Send books to your friends, and see humour as a key tool

I asked ten writers ten questions about their relationship with marketing

Frances Gapper is an accomplished storyteller who has been published widely, and has won several competitions: a glance at the acknowledgments page at the end of In the Wild Wood will give you an idea of some of the journals and collections you could be reading if you also aspire to publish short fiction. I love the connection with nature in In the Wild Wood – seemingly ordinary natural objects or creatures are woven into the narratives throughout the collection like objet trouvé: leaves, insects, spiders, conkers, a fallen oak, seagulls, hummingbirds, honeysuckle, a walnut tree. I also love the sense of the supernatural in the stories. The ghost wife at the beginning, ‘The Society of Lost Souls’, or the spider goddess in ‘Sister Joy and the Spider’. The collection also deals (with gentle humour) with death and dying and with the connections between older and younger generations – in ‘Our Silence’ for instance – and I love the famous author under the tree at the Small Wonder short story festival! Her website is here, where there are several reviews of her work that express how good she is better than I can. I first met Frances almost twenty years ago when I directed an adaptation of one of her stories for a piece of community theatre, and our paths then crossed a few times. Nowadays we know each other on Facebook and – most recently – because we’re both published by Cultured Llama, which makes us stablemates.

At the end of last year, I asked Frances my ten questions about book marketing. Here are her answers.
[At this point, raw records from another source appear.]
PR #2029, opened 2019-01-22
Augment NONNULL_ANNOTATIONS with more aliases for lombok.NonNull.

mernst:
Also augment BASE_COPYABLE_ANNOTATIONS with more type annotations from the
Checker Framework.


rspilker:
I've looked at the list. My only concern is `javax.validation.constraints.NotNull`

If I understand correctly, it is perfectly valid for a field annotated with `javax.validation.constraints.NotNull` to contain a null value UNTIL it is persisted. That was one of the reasons why it was missing from the list in the first place.

I don't have enough data to determine if this distinction would lead to problems in practice. Do our users actually create those object with null values and fill them in later. What do we expect from static analyzers here?

@mernst Do you have an opinion about this?

mernst:
Your understanding is probably better than mine.
I was going not by any personal experience but by the Javadoc:
https://docs.oracle.com/javaee/7/api/javax/validation/constraints/NotNull.html
https://javaee.github.io/javaee-spec/javadocs/javax/validation/constraints/NotNull.html
which does not mention that null is ever permitted, or facts about the lifecycle and persistence.

I have removed `javax.validation.constraints.NotNull` from the list, and added a comment so that other people know why it is not there.

Thanks for catching that!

Can you tell us a bit about you and your work? What are you working on at the moment? 

I’ve been writing flash fiction quite intensively over the past few months. My third story collection In the Wild Wood was published in June 2017 by Cultured Llama.

In the Wild Wood

How do you approach marketing your work, on a practical level?

I don’t approach marketing in a professional way, because I don’t think of myself as being a professional writer.
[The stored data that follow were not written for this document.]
Issue #1889, opened 2018-10-09
Scaling issues on high DPI displays


peterstritzinger:
My Lenovo Yoga Pro has a high resolution of 3200x1800 with scaling at 300% => the Lombok UI useless.
The problem is that i can either resize nore maximize the window. See following screenshot.

![delme_lombok](https://user-images.githubusercontent.com/26869780/46671440-12484980-cbd5-11e8-939e-1dda52fbd0d0.PNG)

My Story: As a lombok UI user I would like to be able to maximize or resize the window.

rspilker:
Duplicate, solved by recent java versions.
[Why we closed this issue](https://github.com/rzwitserloot/lombok/wiki/ISSUES:-Why-we-close-issues-without-a-lot-of-explanation.)

peterstritzinger:
Hi,
sorry to say that but "solved by recent java versions" is in my eyes not a satisfying anwser.
Could you please provide more information.
By "duplicate" you probably mean https://github.com/rzwitserloot/lombok/issues/1355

Some creative people treat marketing as if it’s creation’s evil twin. Is there a way of making friends with it? 

In a small way, yes – by seeing it as an extension of friendship, e.g. by sending books to friends.
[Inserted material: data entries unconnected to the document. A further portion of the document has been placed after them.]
PR #2109, opened 2019-04-24
improvements type inference of type intersections (affects ValLambda.java, ValWeirdTypes.java tests)

bulgakovalexander:


rzwitserloot:
Unfortunately, looks like I have to shoot this one down. I don't know how you do it, but you manage to make javac (with lombok with your patch) correctly untangle this marvellous line of code:

```java
lombok.val foo = (System.currentTimeMillis() > 0) ? (Runnable)()-> {} : System.out::println;
```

Do you think about marketing before, during, or after writing, or is it ongoing?

Only after writing and then only because I feel I have a duty to my publisher.

How do you tend to market your work? 

I don’t blog, but I am on Facebook, and I have my website at: www.francesgapper.co.uk

Would you spend a substantial amount of time on a piece even if you knew you wouldn’t or couldn’t publish and sell it?

Good question. I think no, because that would seem pointless. Unless it’s free writing, or some form of writing exercise.

Do you use any of these for marketing purposes: school visits, workshops, readings, video book trailers, seeking press coverage? 

I have done readings, e.g. at Polari and at bookshops.

I once heard someone dismiss a career in book marketing by saying ‘he might as well go and sell fridges’ – is selling books really the same as selling fridges? 

No, not at all the same. I imagine it’s much easier to sell a fridge, because a fridge is (arguably) a necessary household item.

There’s a lot of marketing jargon around, such as ‘find your niche’, ‘create a sales funnel’, ‘engage with your audience’, ‘create a platform’. Has that changed since you started writing?

Probably it has, yes, over those many decades. Create a sales funnel – that’s one I hadn’t heard before!

Any examples of book marketing you think worked really well?

I think both V.G. Lee and Kiki Archer run brilliant ongoing marketing campaigns via social media, readings etc. Both these writers use humour as a key tool.